**Excerpted records**:
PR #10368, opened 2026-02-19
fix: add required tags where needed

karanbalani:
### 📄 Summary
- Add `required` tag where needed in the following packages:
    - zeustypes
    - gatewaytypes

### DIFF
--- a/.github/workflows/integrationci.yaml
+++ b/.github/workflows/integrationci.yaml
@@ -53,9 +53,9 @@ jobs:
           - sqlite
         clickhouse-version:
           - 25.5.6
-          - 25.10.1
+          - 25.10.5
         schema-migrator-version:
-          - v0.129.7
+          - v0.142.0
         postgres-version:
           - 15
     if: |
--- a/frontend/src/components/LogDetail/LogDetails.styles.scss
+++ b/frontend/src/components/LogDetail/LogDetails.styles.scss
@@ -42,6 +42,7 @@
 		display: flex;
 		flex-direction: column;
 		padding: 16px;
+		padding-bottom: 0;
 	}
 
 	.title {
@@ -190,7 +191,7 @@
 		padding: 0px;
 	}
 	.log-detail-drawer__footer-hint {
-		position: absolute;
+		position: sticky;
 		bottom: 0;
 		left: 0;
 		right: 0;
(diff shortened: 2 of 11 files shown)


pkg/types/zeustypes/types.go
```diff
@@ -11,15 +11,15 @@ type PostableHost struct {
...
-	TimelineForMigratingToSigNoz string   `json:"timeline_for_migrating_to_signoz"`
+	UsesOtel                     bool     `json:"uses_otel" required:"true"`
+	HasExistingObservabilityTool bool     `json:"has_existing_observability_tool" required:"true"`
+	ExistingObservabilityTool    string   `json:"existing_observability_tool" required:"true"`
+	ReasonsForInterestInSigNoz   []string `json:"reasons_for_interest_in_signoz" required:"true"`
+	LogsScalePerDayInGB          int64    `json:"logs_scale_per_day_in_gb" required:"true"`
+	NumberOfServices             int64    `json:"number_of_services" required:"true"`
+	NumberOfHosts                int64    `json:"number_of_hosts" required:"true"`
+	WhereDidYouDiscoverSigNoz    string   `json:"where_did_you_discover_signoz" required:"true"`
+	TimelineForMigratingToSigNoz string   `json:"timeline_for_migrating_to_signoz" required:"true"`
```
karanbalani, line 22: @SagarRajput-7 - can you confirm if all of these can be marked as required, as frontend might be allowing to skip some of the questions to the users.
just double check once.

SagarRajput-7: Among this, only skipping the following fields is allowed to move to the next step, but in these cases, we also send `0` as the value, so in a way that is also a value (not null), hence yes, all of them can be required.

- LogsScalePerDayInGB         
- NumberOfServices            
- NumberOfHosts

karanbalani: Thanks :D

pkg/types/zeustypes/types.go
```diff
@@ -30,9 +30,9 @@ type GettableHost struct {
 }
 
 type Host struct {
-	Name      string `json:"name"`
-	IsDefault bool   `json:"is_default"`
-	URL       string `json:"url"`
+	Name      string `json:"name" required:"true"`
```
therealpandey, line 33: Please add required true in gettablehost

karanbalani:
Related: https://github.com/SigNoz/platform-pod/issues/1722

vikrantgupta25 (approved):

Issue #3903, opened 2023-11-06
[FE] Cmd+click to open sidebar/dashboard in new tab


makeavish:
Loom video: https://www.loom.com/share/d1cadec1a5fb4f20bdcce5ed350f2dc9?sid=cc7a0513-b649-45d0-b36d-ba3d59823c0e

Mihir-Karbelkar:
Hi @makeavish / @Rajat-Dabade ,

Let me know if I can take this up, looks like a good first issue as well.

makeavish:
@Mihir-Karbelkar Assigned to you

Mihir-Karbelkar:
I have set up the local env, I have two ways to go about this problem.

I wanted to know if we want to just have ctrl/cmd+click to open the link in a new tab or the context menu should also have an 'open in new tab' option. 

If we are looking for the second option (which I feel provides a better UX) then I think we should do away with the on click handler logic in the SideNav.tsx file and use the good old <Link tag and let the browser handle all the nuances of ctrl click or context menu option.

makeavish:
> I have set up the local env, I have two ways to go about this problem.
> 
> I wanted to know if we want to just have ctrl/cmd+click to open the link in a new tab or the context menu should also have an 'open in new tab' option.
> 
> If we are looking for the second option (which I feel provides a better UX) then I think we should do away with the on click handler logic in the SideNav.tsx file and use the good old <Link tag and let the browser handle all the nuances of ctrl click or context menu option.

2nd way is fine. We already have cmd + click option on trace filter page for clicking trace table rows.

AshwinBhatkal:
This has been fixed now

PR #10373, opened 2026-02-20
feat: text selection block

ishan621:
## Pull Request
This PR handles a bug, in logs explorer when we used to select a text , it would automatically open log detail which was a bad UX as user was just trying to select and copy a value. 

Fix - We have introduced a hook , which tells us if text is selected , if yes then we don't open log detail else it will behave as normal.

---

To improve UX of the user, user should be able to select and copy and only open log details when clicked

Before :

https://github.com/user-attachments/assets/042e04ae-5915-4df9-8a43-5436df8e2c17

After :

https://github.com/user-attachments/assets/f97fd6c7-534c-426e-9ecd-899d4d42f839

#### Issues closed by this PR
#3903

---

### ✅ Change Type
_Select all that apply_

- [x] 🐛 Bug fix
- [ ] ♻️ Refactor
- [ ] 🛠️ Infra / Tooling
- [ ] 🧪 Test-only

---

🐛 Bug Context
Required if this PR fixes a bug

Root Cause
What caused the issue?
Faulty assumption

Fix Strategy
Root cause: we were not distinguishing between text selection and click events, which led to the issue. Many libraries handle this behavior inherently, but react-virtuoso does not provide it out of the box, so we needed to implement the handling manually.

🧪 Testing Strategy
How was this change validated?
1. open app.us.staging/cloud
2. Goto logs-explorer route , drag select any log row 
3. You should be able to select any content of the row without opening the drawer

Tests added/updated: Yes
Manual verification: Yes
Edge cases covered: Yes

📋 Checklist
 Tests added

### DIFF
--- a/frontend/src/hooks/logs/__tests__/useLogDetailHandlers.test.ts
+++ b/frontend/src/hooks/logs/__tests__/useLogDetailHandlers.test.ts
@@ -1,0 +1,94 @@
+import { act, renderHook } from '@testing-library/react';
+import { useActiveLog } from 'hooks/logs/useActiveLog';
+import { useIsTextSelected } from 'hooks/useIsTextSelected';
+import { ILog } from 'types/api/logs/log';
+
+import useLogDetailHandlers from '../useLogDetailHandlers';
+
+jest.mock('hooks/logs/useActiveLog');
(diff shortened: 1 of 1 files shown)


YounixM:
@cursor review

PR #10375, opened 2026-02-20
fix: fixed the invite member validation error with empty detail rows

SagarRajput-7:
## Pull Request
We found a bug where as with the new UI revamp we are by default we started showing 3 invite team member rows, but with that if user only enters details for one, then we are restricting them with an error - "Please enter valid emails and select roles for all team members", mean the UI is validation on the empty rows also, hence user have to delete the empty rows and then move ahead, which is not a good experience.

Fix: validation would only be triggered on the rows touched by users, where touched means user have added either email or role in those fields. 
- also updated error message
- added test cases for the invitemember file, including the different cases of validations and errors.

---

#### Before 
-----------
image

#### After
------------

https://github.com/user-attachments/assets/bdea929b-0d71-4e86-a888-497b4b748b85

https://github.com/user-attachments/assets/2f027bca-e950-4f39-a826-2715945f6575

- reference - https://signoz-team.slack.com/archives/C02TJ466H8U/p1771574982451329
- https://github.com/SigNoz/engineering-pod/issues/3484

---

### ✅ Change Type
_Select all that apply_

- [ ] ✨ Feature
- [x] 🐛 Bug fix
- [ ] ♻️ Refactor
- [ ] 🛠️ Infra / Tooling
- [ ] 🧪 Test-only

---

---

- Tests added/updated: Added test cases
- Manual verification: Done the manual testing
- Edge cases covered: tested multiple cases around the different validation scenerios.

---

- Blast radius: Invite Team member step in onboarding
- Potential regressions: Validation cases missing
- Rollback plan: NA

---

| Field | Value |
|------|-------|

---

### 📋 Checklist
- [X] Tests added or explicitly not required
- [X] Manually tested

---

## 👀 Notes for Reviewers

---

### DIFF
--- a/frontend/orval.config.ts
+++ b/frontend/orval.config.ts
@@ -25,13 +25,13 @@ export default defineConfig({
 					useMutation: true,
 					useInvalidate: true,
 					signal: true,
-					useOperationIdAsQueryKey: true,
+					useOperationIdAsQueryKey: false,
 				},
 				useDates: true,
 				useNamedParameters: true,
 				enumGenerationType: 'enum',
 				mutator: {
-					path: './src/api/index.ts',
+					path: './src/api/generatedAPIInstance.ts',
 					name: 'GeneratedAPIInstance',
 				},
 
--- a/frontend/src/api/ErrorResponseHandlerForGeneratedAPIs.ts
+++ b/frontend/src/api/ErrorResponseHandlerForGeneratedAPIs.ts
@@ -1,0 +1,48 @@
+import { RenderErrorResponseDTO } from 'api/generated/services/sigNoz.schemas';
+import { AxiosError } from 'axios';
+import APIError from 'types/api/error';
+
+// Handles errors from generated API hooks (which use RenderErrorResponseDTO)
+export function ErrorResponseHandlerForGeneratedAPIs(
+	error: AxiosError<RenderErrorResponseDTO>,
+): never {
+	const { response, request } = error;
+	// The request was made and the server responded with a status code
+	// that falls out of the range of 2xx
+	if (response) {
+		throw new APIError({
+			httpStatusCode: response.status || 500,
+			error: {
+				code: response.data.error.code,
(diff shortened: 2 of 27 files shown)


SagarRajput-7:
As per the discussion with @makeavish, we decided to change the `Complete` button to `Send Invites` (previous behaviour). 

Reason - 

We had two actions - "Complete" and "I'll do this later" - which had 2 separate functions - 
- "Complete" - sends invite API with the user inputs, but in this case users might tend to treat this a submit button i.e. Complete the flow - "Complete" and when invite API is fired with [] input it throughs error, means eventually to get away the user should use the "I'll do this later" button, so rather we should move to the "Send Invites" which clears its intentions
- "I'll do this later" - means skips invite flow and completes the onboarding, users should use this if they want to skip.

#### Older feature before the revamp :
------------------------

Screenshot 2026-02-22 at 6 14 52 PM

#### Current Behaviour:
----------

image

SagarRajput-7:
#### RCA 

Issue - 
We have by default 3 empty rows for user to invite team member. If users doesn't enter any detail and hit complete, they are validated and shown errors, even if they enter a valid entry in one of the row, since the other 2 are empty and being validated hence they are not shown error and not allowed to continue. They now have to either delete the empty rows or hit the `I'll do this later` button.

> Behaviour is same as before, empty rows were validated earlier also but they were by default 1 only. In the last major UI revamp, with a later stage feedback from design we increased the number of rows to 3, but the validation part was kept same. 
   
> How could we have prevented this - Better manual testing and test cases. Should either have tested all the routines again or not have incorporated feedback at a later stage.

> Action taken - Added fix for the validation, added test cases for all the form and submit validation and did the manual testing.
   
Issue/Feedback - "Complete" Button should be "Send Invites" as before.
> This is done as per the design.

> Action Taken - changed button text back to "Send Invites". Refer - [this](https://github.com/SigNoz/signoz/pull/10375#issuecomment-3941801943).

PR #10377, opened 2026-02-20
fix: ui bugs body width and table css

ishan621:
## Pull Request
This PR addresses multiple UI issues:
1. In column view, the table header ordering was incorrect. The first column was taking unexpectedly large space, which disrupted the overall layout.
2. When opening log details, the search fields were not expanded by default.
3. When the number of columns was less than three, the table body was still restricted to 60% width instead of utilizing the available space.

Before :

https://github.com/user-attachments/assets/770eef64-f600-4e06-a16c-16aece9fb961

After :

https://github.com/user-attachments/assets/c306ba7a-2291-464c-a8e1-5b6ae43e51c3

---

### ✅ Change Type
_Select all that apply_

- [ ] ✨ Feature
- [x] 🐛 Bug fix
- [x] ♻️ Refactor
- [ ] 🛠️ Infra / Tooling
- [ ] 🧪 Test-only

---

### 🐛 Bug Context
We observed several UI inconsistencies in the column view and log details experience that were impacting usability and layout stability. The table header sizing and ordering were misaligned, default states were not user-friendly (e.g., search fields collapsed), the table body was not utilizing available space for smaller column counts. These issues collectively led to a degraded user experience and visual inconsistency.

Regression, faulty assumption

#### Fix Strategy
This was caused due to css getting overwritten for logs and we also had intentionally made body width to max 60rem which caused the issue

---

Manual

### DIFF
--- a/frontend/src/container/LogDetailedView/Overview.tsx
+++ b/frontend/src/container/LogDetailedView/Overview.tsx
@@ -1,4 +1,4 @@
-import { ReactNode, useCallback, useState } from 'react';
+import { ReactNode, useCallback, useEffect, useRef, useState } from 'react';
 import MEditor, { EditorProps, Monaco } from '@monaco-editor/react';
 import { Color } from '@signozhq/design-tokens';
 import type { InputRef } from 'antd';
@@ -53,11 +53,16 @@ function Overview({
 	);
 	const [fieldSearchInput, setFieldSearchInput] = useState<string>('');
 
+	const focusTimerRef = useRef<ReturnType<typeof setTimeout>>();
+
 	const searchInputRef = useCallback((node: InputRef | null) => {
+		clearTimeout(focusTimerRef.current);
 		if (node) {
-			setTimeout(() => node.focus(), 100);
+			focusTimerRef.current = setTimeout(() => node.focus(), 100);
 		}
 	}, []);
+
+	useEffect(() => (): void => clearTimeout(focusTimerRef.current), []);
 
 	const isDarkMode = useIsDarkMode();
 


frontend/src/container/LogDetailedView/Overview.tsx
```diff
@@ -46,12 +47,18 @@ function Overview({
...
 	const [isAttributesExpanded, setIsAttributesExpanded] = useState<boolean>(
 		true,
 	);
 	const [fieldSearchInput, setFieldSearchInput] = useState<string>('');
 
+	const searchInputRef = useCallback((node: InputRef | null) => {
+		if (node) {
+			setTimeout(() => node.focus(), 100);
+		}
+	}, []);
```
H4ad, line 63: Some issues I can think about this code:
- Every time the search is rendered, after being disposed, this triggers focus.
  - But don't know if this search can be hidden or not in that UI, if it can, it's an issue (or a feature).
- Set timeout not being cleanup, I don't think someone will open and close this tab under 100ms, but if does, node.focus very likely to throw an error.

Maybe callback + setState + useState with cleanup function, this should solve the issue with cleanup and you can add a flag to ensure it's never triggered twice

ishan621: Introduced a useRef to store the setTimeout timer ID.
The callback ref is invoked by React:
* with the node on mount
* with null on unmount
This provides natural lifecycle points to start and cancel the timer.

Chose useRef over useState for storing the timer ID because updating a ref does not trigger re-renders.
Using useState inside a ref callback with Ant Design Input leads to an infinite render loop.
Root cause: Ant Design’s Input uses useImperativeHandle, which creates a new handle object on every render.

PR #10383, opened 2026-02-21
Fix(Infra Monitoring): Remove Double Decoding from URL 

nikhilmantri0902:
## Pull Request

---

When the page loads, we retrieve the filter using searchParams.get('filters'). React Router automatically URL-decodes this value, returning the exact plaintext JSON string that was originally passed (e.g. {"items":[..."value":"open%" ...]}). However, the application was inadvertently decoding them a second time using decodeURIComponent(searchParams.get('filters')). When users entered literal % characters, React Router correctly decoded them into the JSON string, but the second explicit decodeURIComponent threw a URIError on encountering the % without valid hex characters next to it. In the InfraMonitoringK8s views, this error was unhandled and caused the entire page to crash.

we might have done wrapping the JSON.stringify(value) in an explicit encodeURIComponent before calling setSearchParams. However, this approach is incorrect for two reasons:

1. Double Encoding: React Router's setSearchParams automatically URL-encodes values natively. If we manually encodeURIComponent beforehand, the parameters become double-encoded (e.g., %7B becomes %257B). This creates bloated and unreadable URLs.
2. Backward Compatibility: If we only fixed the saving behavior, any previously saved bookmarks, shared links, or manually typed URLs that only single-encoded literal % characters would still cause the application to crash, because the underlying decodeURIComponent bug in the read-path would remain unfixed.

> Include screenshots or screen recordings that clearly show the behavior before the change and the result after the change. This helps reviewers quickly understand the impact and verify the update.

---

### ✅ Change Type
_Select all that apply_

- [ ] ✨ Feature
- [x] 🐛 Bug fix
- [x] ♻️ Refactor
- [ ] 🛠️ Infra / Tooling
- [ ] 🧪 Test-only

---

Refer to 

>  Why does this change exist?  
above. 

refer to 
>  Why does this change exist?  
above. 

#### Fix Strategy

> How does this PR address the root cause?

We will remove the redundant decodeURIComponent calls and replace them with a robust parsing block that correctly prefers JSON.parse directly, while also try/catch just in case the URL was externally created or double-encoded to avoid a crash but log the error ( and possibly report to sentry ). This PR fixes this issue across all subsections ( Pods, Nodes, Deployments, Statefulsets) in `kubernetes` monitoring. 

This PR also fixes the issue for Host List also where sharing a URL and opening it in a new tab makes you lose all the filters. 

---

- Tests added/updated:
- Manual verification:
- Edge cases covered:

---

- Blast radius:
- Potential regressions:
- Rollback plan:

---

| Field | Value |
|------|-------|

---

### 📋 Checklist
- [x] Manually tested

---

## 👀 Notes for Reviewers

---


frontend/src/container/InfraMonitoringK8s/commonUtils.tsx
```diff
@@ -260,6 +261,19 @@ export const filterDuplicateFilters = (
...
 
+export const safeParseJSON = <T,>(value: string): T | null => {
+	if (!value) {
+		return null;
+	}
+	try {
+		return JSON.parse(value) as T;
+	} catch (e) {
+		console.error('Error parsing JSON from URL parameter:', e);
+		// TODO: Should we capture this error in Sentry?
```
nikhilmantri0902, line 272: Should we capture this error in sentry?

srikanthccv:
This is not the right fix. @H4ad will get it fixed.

**Task objective**:
Using the records above, report each line that contains the word "provides" by copying it.

**Exercise result**:
If we are looking for the second option (which I feel provides a better UX) then I think we should do away with the on click handler logic in the SideNav.tsx file and use the good old <Link tag and let the browser handle all the nuances of ctrl click or context menu option.
> If we are looking for the second option (which I feel provides a better UX) then I think we should do away with the on click handler logic in the SideNav.tsx file and use the good old <Link tag and let the browser handle all the nuances of ctrl click or context menu option.
This provides natural lifecycle points to start and cancel the timer.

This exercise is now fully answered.